В комнате тихо. Я лежу, мама сидит, склонив на руки голову, глядя на огонь.
— Я отнес! — сообщает брат. — Мама! Там у него так красиво! Но, — и он делает озабоченное лицо и обращается ко мне, — я видел твоего друга, Славика… И он делал нехорошее дело: он подглядывал! В щелочку… В окно генерала! Мама! Ведь это нехорошо — подглядывать!
— Да, — устало отвечает она.
— И еще… Когда я выходил, какая-то женщина быстро отошла от его дверей. Мама, что она там делала?
— Подслушивала! — вмешиваюсь я.
Мама укоризненно смотрит на меня.
— Зачем? — брат широко открывает глаза.
— Чтобы доносить Нюрке.
— Прекрати! — взрывается мама. — Прекрати немедленно! Не все подслушивают! Не все — Нюрки! Мир полон хороших людей, иначе мы давно бы погибли! Я хочу, чтобы вы оба это поняли!
Она дрожит от негодования, и я умолкаю. Но через какое-то время, не выдержав, спрашиваю:
— Мама! Скажи мне…
И что-то в моем голосе заставляет ее внимательно посмотреть на меня.
— Ну, говори.
— Скажи мне, мы будем жить лучше?
— Да! Но прежде мы должны победить. И потом… позднее, ты поймешь, что мы жили не так уж плохо.
Она уходит к себе, а меня, как это часто теперь бывает, волны медленно начинают поднимать высоко вверх. Я боюсь столкнуться с потолком, но он при моем приближении тоже поднимается, и я вижу, что он расписан: прекрасные девушки в тонких прозрачных хитонах, взявшись за руки, кружатся в хороводе, разбрасывая цветы. Одна из них кидает букет полевых цветов мне! Васильки, ромашки, полевая рябинка — ее букет для меня!
— Ты рад, — тихо спрашивает она, — что увидел нас?
— Я счастлив, — шепчу я.
— Ты не знаешь моего имени?
— Нет…
— Мое имя — Муза!
— Спасибо!
— Тихо, тише! Еще не время… но оно придет, и ты поймешь, как прекрасна жизнь и творчество, даже тогда, когда…
И она тает, тает в воздухе… И последнее, что я вижу перед забытьем — ее темные большие глаза, оттененные длинными ресницами, и палец, прижатый к губам…
XVI
Он сидит напротив меня. На нем пальто с барашковым воротником, руки в перчатках. Он держит сверток и папаху.
— Вот как вы живете, — произносит он, не сводя глаз со старинного французского пейзажа. На фоне синих гор, освещенных заходящим солнцем, купы деревьев, которые красиво рисуются на вечернем небе; по дороге идет старушка, неся за спиной вязанку хвороста.
— Какой покой! — говорит Аркадий Аркадьевич со вздохом. — Наверное, я хотел бы там жить! — И он улыбается. — Я принес вам подарок. — Он разворачивает газету и подает мне книгу.
— Иван Евдокимов, — читаю я. — «Левитан»!
— Спасибо!
— Читайте ее. — Он опять улыбается. — Это прекрасная книга!
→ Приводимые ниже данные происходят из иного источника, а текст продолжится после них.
PR #990, opened 2026-09-13
feat(dns-checks): NZ SGE per-domain compliance evaluator (Phase 1)

MadaBurns:
## What this is

A **per-domain** NZ Secure Government Email (SGE) evaluator inside `@blackveil/dns-checks`. It answers one question — *"is THIS domain compliant with NZ SGE?"* — across the six controls an agency is measured on: DMARC `p=reject`, SPF `-all`, DKIM, SMTP TLS, MTA-STS `mode: enforce`, TLS-RPT. It is not an aggregate statistic and not a compliance-framework map.

Phase 1 only: no MCP tool, no `map_compliance` rows, no check changes, no scoring changes, no version bump.

## Public API

```ts
import { evaluateSgeCompliance, SGE_CONTROL_IDS } from '@blackveil/dns-checks';

evaluateSgeCompliance(domain: string, results: readonly CheckResult[], options?: { smtpTls?: 'enforced' | 'not_enforced' }): SgeEvaluation
```

`SgeEvaluation` = `{ domain, verdict, mailTransport, controls, counts }`; each of the six `controls` carries `status`, an optional `notMeasuredReason`, and an `evidence` array naming the exact signal read and its value.

Verify the surface:
```
git show 60af806e5 --stat
git diff 7dce66041..60af806e5 -- packages/dns-checks/src/index.ts
```

## Three-state, never a boolean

Сейчас именно такое время, когда вам надо читать подобные книги. И вот еще… — И он подает мне, извлекая из кармана, банку сгущенного молока!
Я краснею, а у брата округляются глаза.
— Нет, — качаю я головой, — спасибо. Мы не можем принять такой подарок… в это время.
— Сейчас именно такое время, когда нужно, если можешь, дарить такие подарки.